BERDAMAI DENGAN KEMATIAN



BERDAMAI DENGAN KEMATIAN
Oleh Suhairi Rachmad*
Judul Buku   : Psikologi Kematian 2
Penulis         : Komaruddin Hidayat
Penerbit       : Naora Books
Cetakan       : Pertama, Januari 2013
Tebal           : xxiv + 214 halaman
ISBN           : 978-602-9498-87-5

Kematian seringkali menjadi momok menakutkan bagi sebagian orang. Ketiadaan nyawa dalam organisme biologis ini pasti dialami oleh siapa pun; baik yang tua maupun yang muda. Bila ajal telah tiba, tak seorang pun bisa menundanya walaupun hanya sesaat. Sebaliknya, kematian tidak akan hadir lebih awal dari takdir yang ditentukan.
Kematian merupakan rahasia sang pencipta. Buku Psikologi Kematian 2 ini menuntun kita agar berdamai dengan kematian dengan cara mempersiapkan bekal semasa hidup. Kekurangan bekal menghadapi ajal menjadi salah satu penyebab manusia takut menghadapi mati. Kematian dianggap sesuatu yang sangat mengerikan. Jika amal kebaikan yang dijadikan bekal menghadapi maut dilakukan dengan optimal, maut yang semula terkesan mengerikan bisa berubah menjadi sesuatu yang dirindukan.
Kematian sesungguhnya adalah realisasi-puncak kerinduan primordial anak manusia untuk kembali ke asalnya (hal. xvi). Untuk menanamkan kerinduan dalam diri manusia dibutuhkan persiapan-persiapan menghadapi kematian. Jika bekal yang ingin kita bawa menuju ajal telah siap, secara otomatis akan muncul kerinduan bertemu dengan sang Pencipta.
Proses mengenal sang pencipta inilah yang sulit diwujudkan dalam diri kita. Proses ini memiliki cakupan yang sangat luas. Bukan sekedar ketika menghadapi diri sendiri, berkomunikasi dengan orang lain pun bisa dijadikan proses mengenal Tuhan.
Kesaksian dan pengetahuan tentang Tuhan terasa dangkal kalau hanya ditandai dengan sebuah ikrar, tanpa didasari dengan ilmu pengetahuan dan pengamalan beragama. Kesaksian tentang keesaan dan Keagungan Tuhan tentu terasa lebih mantap kalau seseorang mampu menghayati betapa kecilnya manusia di tengah semesta dan di hadapan Tuhannya (hal. 69).
Kenikmatan dunia yang bersifat fisikal tidak akan menggeser kenikmatan moral-spiritual yang kualitasnya jauh lebih tinggi. Imbalan amal perbuatan kadang ditampakkan kepada manusia menjelang ajal. Barangkali, kita pernah melihat seseorang yang tersenyum ketika rohnya mulai dijemput oleh malaikat maut.
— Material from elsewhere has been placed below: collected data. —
Issue #2886, opened 2019-03-25
CM, RM, and QM 


davidfarmer:
There are genus 2 curves which (elsewhere in the LMFDB, such as
/L/degree4/)
are referred to as RM, CM, or QM.  But if you go to the home pages of those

Orang tersebut bisa saja telah melihat nikmatnya imbalan ibadah yang akan dijadikan tempat di akhirat.
Kendati kematian merupakan sebuah misteri, Tuhan kadang menurunkan firasat kepada orang-orang terdekatnya. Melalui buku ini, Komaruddin Hidayat menyebutnya sebagai death instinct atau firasat kematian (hal. 130). Firasat tersebut jarang disadari oleh yang bersangkutan atau oleh sanak-kerabat. Hal tersebut baru dirasakan sebagai death instinct ketika ajal telah menjemput orang yang dimaksud.
Sesuatu yang perlu diperhatikan bukan bagaimana menemukan death instinct menjelang ajal, tetapi bagaimana menyiapkan bekal sebelum ajal tiba. Orang bijak mengatakan: Orang akan mengetam apa yang ditanam. Sekecil apapun amal saleh semasa hidup akan mendapat imbalan setimpal. Sebaliknya, dosa kecil yang diperbuat selama hidup akan dicatat oleh malaikat.
Bagaimana menyiapkan bekal menghadapi maut? Komaruddin Hidayat menekankan adanya investasi amal saleh. Menurutnya, investasi paling esensial adalah investasi amal saleh yang mendatangkan manfaat bagi diri, keluarga, dan masyarakat (hal. 173). Bukankah sebaik-baiknya manusia adalah mereka yang bermanfaat bagi orang lain?
Ajaran agama menyatakan bahwa bagi orang beriman yang banyak melakukan amal saleh, kematian itu hanyalah suatu proses metamorfosis untuk memasuki kehidupan yang kualitasnya lebih tinggi. Secara logika, tak seorang pun mampu mengelak dan berkelit untuk memasuki gate of mortality. Jika saatnya tiba, semua mesti masuk pesawat kamatian untuk meneruskan perjalanan sebagai makhluk.
Kematian hendaknya bukan dipandang sebagai sesuatu yang menakutkan. Kematian adalah penyemangat untuk melaksanakan aktivitas yang bernilai ibadah. Tidak ada pekerjaan yang terlepas dari pantauan Tuhan. Semuanya akan tercatat rapi dan akan dimintai pertanggungjawaban. Inilah yang harus menjadi catatan penting bagi manusia.
Sebagaimana tercantum dalam testimoni buku ini, buku setebal 214 halaman ini mengajak kita untuk menjadikan kematian sebagai pendorong munculnya optimisme. Bila ketakutan diganti dengan optimisme, kematian bukan menjadi sesuatu yang menakutkan. Kematian akan hadir sebagai sesuatu yang dirindukan.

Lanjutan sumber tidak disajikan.